Can someone please send me some info on this .....I had my home burglerized when I was out of town ......I am going to be there a couple more nights...I was wondering what my rights were as far as someone breaking into my home.....I think we know where I am going with this one .....If you dont want to post please p.m. me Thanks 
Freddie


----------



## BassBlaster (Jun 8, 2006)

The Castle Doctrin protects you from civil suit in your home and in your occupied vehicle.

Its sole purpose is to keep a bad guys family from sueing you for wrongful death if you were to kill them in a self defense incident.

That being said, posting your intentions on an internet forum isnt gonna help your case any when you go to court for killing someone.


----------



## BigDub007 (Apr 1, 2010)

I just wanted to know if you were aloud to use leathal force to protect your family in a situation that happens in your house.........I hope I never have to ......I will protect my pregnant wife if needed........I hope you are never out of town and somthing like this happens to you .......Thanks for your support bud !


----------



## BigDub007 (Apr 1, 2010)

All I wanted to know if someone breaks into your house and wants to cause you harm, you would be aloud to defend yourself.........I would never want it to come down to this but it can happen to anyone including yourself BassBlaster......


----------



## Sharp Charge (Jun 24, 2009)

BigDub007 said:


> All I wanted to know if someone breaks into your house and wants to cause you harm, you would be aloud to defend yourself.........I would never want it to come down to this but it can happen to anyone including yourself BassBlaster......


Short answer: Yes.

http://codes.ohio.gov/orc/2901.05

2901.05 Burden of proof - reasonable doubt - self-defense.

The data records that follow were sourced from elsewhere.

PR #842, opened 2021-01-05
Cleaned up ESLint rules.

radekmie:
This change reenables `@typescript-eslint/no-unused-vars`, makes a step towards `@typescript-eslint/ban-types` (I still consider `object` fine in most of our code), and gets rid of some other ESLint related warnings.

### DIFF
--- a/packages/uniforms-bridge-simple-schema-2/src/SimpleSchema2Bridge.ts
+++ b/packages/uniforms-bridge-simple-schema-2/src/SimpleSchema2Bridge.ts
@@ -93,9 +93,9 @@ export default class SimpleSchema2Bridge extends Bridge {
   // eslint-disable-next-line complexity
   getProps(name: string, props: Record<string, any> = {}) {
     // eslint-disable-next-line prefer-const
-    let { optional, type, uniforms, ...field } = this.getField(name);
+    const { optional, type, uniforms, ...contextField } = this.getField(name);
 
-    field = { ...field, required: !optional };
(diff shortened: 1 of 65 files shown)


packages/uniforms-bridge-simple-schema-2/src/SimpleSchema2Bridge.ts
```diff
@@ -92,8 +92,7 @@ export default class SimpleSchema2Bridge extends Bridge {
 
   // eslint-disable-next-line complexity
   getProps(name: string, props: Record<string, any> = {}) {
-    // Type should be omitted.
-    // eslint-disable-next-line no-unused-vars, prefer-const
+    // eslint-disable-next-line prefer-const
     let { optional, type, uniforms, ...field } = this.getField(name);
 
     field = { ...field, required: !optional };
```
Monteth, line 98: We can easily avoid using `let` by naming `...field` differently
```suggestion
    const { optional, type, uniforms, ...contextField } = this.getField(name);

    const field = { ...contextField, required: !optional };
```
I know it's barely cosmetical change here, but I believe the `prefer-const` rule is there for a reason.

Monteth (approved):

Monteth (approved):

Monteth (changes requested):
As we see this `let` also was there `for a reason` :D
So we have two options, one is to change the logic of this function, the other to just revert this change and live as nothing happened.

Monteth (approved):

PR #851, opened 2021-01-13
Fixed documentation of "onValidate"

### LINKED ISSUE #847: Incosistent documentation of "onValidate" prop
As per the [migration guide](https://uniforms.tools/docs/migrating-2-to-3#validation-flow-changes) `onValidate` should return a promise, however the examples still use callbacks:

* https://uniforms.tools/docs/api-forms/#props-usage-1
* https://uniforms.tools/docs/api-forms/#asynchronous-validation
* maybe more places, need to check the code

Thanks!

yurtsiv:
Closes #847

### DIFF
--- a/docs/api-forms.md
+++ b/docs/api-forms.md
@@ -81,8 +81,8 @@ import { ValidatedForm } from 'uniforms'; // Or from the theme package.
     }
 
     // ...or any additional validation if an error is already there...
-    if (error) {
-      return;
+    if (isSomeSpecialCase(error)) {
+      return MyAPI.checkOtherCondition(model);
     }
 
     // ...or feed it with another error.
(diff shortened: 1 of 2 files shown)


docs/api-forms.md
```diff
@@ -74,25 +74,25 @@ however, there will be validation checks.
...
     // You can either ignore validation error...
     if (omitValidation(model)) {
-      return callback(null);
+      return null;
     }
 
     // ...or any additional validation if an error is already there...
     if (error) {
-      return callback();
+      return;
```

(A) Every person accused of an offense is presumed innocent until proven guilty beyond a reasonable doubt, and the burden of proof for all elements of the offense is upon the prosecution. The burden of going forward with the evidence of an affirmative defense, and the burden of proof, by a preponderance of the evidence, for an affirmative defense, is upon the accused.

(B)(1) Subject to division (B)(2) of this section, *a person is presumed to have acted in self defense or defense of another when using defensive force that is intended or likely to cause death or great bodily harm to another if the person against whom the defensive force is used is in the process of unlawfully and without privilege to do so entering, or has unlawfully and without privilege to do so entered, the residence or vehicle occupied by the person using the defensive force.*

(2)(a) The presumption set forth in division (B)(1) of this section does not apply if the person against whom the defensive force is used has a right to be in, or is a lawful resident of, the residence or vehicle.

http://codes.ohio.gov/orc/2901.09

2901.09 No duty to retreat in residence or vehicle.

(A) As used in this section, &#8220;residence&#8221; and &#8220;vehicle&#8221; have the same meanings as in section 2901.05 of the Revised Code.

(B) For purposes of any section of the Revised Code that sets forth a criminal offense, a person who lawfully is in that person&#8217;s residence has no duty to retreat before using force in self-defense, defense of another, or defense of that person&#8217;s residence, and a person who lawfully is an occupant of that person&#8217;s vehicle or who lawfully is an occupant in a vehicle owned by an immediate family member of the person has no duty to retreat before using force in self-defense or defense of another.


----------



## Sharp Charge (Jun 24, 2009)

Also, more legal speak here, the actual SB184 legislation: http://www.legislature.state.oh.us/bills.cfm?ID=127_SB_184


----------



## BigDub007 (Apr 1, 2010)

Thanks sharpe charge ......It feels horrible having your house invaded by some lowlife that now has all my info a couple guns my wife jewery and a new x-box :[ I dont think they had a car because they left my flatscreens .....So I think they might be coming back ...........Thank god I am moving into my new home in pataskala on the 27th....My wife and I got into a house on the westside to store my boat and toys ect. We wanted to save $ for a year or two and buy a house .......I advise anyone who lives on the hilltop to keep your toys elsewhere .....Its not a good place to live :[


----------



## Sharp Charge (Jun 24, 2009)

Sorry to hear. I've had a motorcycle stolen when I first transferred to VA, so I know the feeling. The only other thing I can say is, Keep your guns in a safe when you're not home. 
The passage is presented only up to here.